The initial charge against these individuals was announced as “espionage,” and shortly afterward, it was announced that the charge against four of them had changed to “corruption on earth.”
Earlier this year, Issa Kalantari, head of Iran’s Environmental Organization, stated that Hassan Rouhani had formed a four-person committee consisting of the ministers of justice, interior, and intelligence, as well as the legal deputy to the president, to review the cases of these individuals. This committee ultimately concluded that these individuals should be released.
However, Gholam-Hossein Mohseni-Eje, spokesman for the judiciary, emphasized the charge of “espionage” against these individuals and said that Rouhani’s committee did not have access to the case file.
One of the reasons these individuals were accused of espionage was their use of trail cameras used to protect a rare species of Asian leopard. Officials of the Revolutionary Guards believe these researchers used them to identify military areas and the Islamic Republic’s ballistic missile programs, something that Issa Kalantari, head of Iran’s Environmental Organization, has denied.
The judiciary and court have also pressured these individuals to change their lawyers. When the charge of “corruption on earth” was served, Mohammadhossein Aghassi, lawyer for some of the defendants, said these individuals “had chosen lawyers,” but “their lawyers were not accepted and they were assigned a court-appointed lawyer.”

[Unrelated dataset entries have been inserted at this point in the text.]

PR #3206, opened 2022-04-19
feat(NODE-4136): revise FLE shared library typings for spec changes

addaleax:
### Description

Typings changes for https://github.com/mongodb/libmongocrypt/pull/306

### DIFF
--- a/src/deps.ts
+++ b/src/deps.ts
@@ -277,8 +277,12 @@ export interface AutoEncryptionOptions {
    * Other validation rules in the JSON schema will not be enforced by the driver and will result in an error.
    */
   schemaMap?: Document;
+  /** @experimental */
+  encryptedFieldsMap?: Document;
   /** Allows the user to bypass auto encryption, maintaining implicit decryption */
   bypassAutoEncryption?: boolean;
+  /** @experimental */
+  bypassQueryAnalysis?: boolean;
   options?: {
     /** An optional hook to catch logging messages from the underlying encryption engine */
     logger?: (level: AutoEncryptionLoggerLevel, message: string) => void;
--- a/src/deps.ts
+++ b/src/deps.ts
@@ -313,13 +313,15 @@ export interface AutoEncryptionOptions {
      * If this option is not provided and `csfleRequired` is not specified,
      * the AutoEncrypter will attempt to spawn and/or use mongocryptd according
      * to the mongocryptd-specific `extraOptions` options.
+     *
+     * Specifying a path prevents mongocryptd from being used as a fallback.
      */
     csflePath?: string;
     /**
      * If specified, never use mongocryptd and instead fail when the CSFLE shared library
      * could not be loaded.
      *
-     * This is implied when `csflePath` is specified.
+     * This is always true when `csflePath` is specified.
      */
     csfleRequired?: boolean;
     /**
--- a/src/deps.ts
+++ b/src/deps.ts
@@ -296,13 +296,36 @@ export interface AutoEncryptionOptions {
     /** Command line arguments to use when auto-spawning a mongocryptd */
     mongocryptdSpawnArgs?: string[];
     /**
-     * Full path to a CSFLE shared library to be used (instead of mongocryptd)
-     * @experimental
+     * Full path to a CSFLE shared library to be used (instead of mongocryptd).
+     *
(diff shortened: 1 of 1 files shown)


src/deps.ts
```diff
@@ -296,13 +296,36 @@ export interface AutoEncryptionOptions {
...
+     * This is implied when `csflePath` is specified.
+     */
+    csfleRequired?: boolean;
     /**
      * Search paths for a CSFLE shared library to be used (instead of mongocryptd)
-     * @experimental
+     * Only for driver testing!
+     * @internal
      */
     csfleSearchPaths?: string[];
```
addaleax, line 330: Happy to drop this from the typings entirely if you prefer.

src/deps.ts
```diff
@@ -296,13 +296,36 @@ export interface AutoEncryptionOptions {
...
+     * It can be an absolute or relative path. If the path is relative and
+     * its first component is `$ORIGIN`, it will be replaced by the directory
+     * containing the mongodb-client-encryption native addon file. Otherwise,
+     * the path will be interpreted relative to the current working directory.
+     *
+     * Currently, loading different CSFLE shared library files from different
+     * MongoClients in the same process is not supported.
+     *
+     * If this option is provided and no CSFLE shared library could be loaded
+     * from the specified location, creating the MongoClient will fail.
```
nbbeeken, line 311: I believe connecting a MongoClient will fail since that's when we call the `autoEncrypter` init functions. I think it's worth making the distinction in case folks want to check for an error

src/deps.ts
```diff
@@ -296,13 +296,36 @@ export interface AutoEncryptionOptions {
...
+     * If this option is not provided and `csfleRequired` is not specified,
+     * the AutoEncrypter will attempt to spawn and/or use mongocryptd according
+     * to the mongocryptd-specific `extraOptions` options.
      */
     csflePath?: string;
+    /**
+     * If specified, never use mongocryptd and instead fail when the CSFLE shared library
+     * could not be loaded.
+     *
+     * This is implied when `csflePath` is specified.
```
nbbeeken, line 322:
```suggestion
     * This is always true when `csflePath` is specified. Specifying a path prevents mongocryptd from being used as a fallback.
```
Does this mean I cannot provide a path and still expect mongocryptd to work as a fallback? That makes sense to me since the users of the lib are folks who want to move off of or can't use cryptd, but I'm thinking we could make it clear. 
My suggested text is  maybe in the wrong spot, maybe it would be good to add after `loading different CSFLE shared library files from different MongoClients in the same process is not supported.` Thoughts?

src/deps.ts
nbbeeken: Keeping it and marking it as internal means we could drop it any time, for now it's useful for testing so let's keep it :)

nbbeeken (changes requested):

src/deps.ts
addaleax: Creating the libmongocrypt handle is part of creating `AutoEncrypter`, which in turn is parts of options parsing. This is the stack trace:

```
TypeError: A CSFLE override path was specified [/tmp/blah.so], but we failed to open a dynamic library at that location
    at new AutoEncrypter (/home/addaleax/src/libmongocrypt/bindings/node/lib/autoEncrypter.js:135:26)
    at new Encrypter (/home/addaleax/src/libmongocrypt/bindings/node/node_modules/mongodb/lib/encrypter.js:48:30)
    at parseOptions (/home/addaleax/src/libmongocrypt/bindings/node/node_modules/mongodb/lib/connection_string.js:330:34)
    at new MongoClient (/home/addaleax/src/libmongocrypt/bindings/node/node_modules/mongodb/lib/mongo_client.js:62:63)
```

src/deps.ts
addaleax: Sure – I’ve split the sentence and added the second part to `csflePath` rather than this option, I think that makes sense :+1:

src/deps.ts
nbbeeken: Oh perfect, good to know, I think the earlier the failure the better anyway 🚀

nbbeeken (dismissed):

nbbeeken (approved):
LGTM ty!

durran (approved):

About a month ago, Mohammadhossein Aghassi told Voice of America that the judge of branch 15 of the Islamic Revolutionary Court had asked Sam Rajabi and Taher Ghadiriyan, two defendants in this case and Aghassi’s clients, to change their lawyer.
The Iranian judiciary several months ago announced, by notifying courts of a list of “approved lawyers,” that defendants in political and security cases can only select lawyers from among the individuals on this list.
In recent months, activists in various fields have been arrested on charges such as “infiltration” and mainly by the intelligence organization of the Islamic Revolutionary Guards Corps. These include the arrest of Maimunah Hosseini Chavoshi, an Iranian-Australian sociologist, and Laila Khatibi, a child rights activist.